→ Information given:
PR #196, opened 2017-05-29
when building static: link against static matio and openblas for Open…

eolivi:
…MEEGMaths.

### DIFF
--- a/.travis.yml
+++ b/.travis.yml
@@ -62,7 +62,7 @@ matrix:
         - USE_CGAL=1
         - USE_GIFTI=1
         - USE_VTK=1
-        - BUILD_SHARED_LIBS=OFF
+        - BUILD_SHARED_LIBS=ON
         - BLASLAPACK_IMPLEMENTATION=Atlas
 
 before_install: source build_tools/travis/before_install.sh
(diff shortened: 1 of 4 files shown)


agramfort:
can you do the same for hdf5?

it works here for me so far.

eolivi:
I though this would work... but for hdf5, we would need to specify all the libs as static*:
HDF5_LIBRARIES shared are: /usr/lib64/libhdf5_cpp.so;/usr/lib64/libhdf5.so;/usr/lib64/libz.so;/usr/lib64/libdl.so;/usr/lib64/libm.so 

and it is not doable on linux, since the libs are not installable as static libs (no apt-get install hdf5-static matio-static ,... ).

it would work on windows (since we compile ourself the zlib, hdf5, matio,) ... but that's not the problem.

1. I'll go for the complete static build fixing the issue with IOs ?
 or 
2. I do a hack, and set HDF5_LIBRARIES to libhdf5_cpp.a libhdf5.a ?

agramfort:
what I had done in the past was to set a default file extension based on BUILD_SHARED_LIBS so it was looking for all .a files for static build. I did not have to change it everywhere.

agramfort:
see how it was done in release 2.2

https://github.com/openmeeg/openmeeg/blob/release-2.2/macros/UseAtlas.cmake#L14

at that time we only had the problem with Blas/Lapack

you need to change the order in the CMAKE_FIND_LIBRARY_SUFFIXES variable

eolivi:
closing this as redundant with https://github.com/openmeeg/openmeeg/pull/197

→ Work required: Copy out the entire material verbatim.

→ Task solution:
PR #196, opened 2017-05-29
when building static: link against static matio and openblas for Open…

eolivi:
…MEEGMaths.

### DIFF
--- a/.travis.yml
+++ b/.travis.yml
@@ -62,7 +62,7 @@ matrix:
         - USE_CGAL=1
         - USE_GIFTI=1
         - USE_VTK=1
-        - BUILD_SHARED_LIBS=OFF
+        - BUILD_SHARED_LIBS=ON
         - BLASLAPACK_IMPLEMENTATION=Atlas
 
 before_install: source build_tools/travis/before_install.sh
(diff shortened: 1 of 4 files shown)


agramfort:
can you do the same for hdf5?

it works here for me so far.

eolivi:
I though this would work... but for hdf5, we would need to specify all the libs as static*:
HDF5_LIBRARIES shared are: /usr/lib64/libhdf5_cpp.so;/usr/lib64/libhdf5.so;/usr/lib64/libz.so;/usr/lib64/libdl.so;/usr/lib64/libm.so 

and it is not doable on linux, since the libs are not installable as static libs (no apt-get install hdf5-static matio-static ,... ).

it would work on windows (since we compile ourself the zlib, hdf5, matio,) ... but that's not the problem.

1. I'll go for the complete static build fixing the issue with IOs ?
 or 
2. I do a hack, and set HDF5_LIBRARIES to libhdf5_cpp.a libhdf5.a ?

agramfort:
what I had done in the past was to set a default file extension based on BUILD_SHARED_LIBS so it was looking for all .a files for static build. I did not have to change it everywhere.

agramfort:
see how it was done in release 2.2

https://github.com/openmeeg/openmeeg/blob/release-2.2/macros/UseAtlas.cmake#L14

at that time we only had the problem with Blas/Lapack

you need to change the order in the CMAKE_FIND_LIBRARY_SUFFIXES variable

eolivi:
closing this as redundant with https://github.com/openmeeg/openmeeg/pull/197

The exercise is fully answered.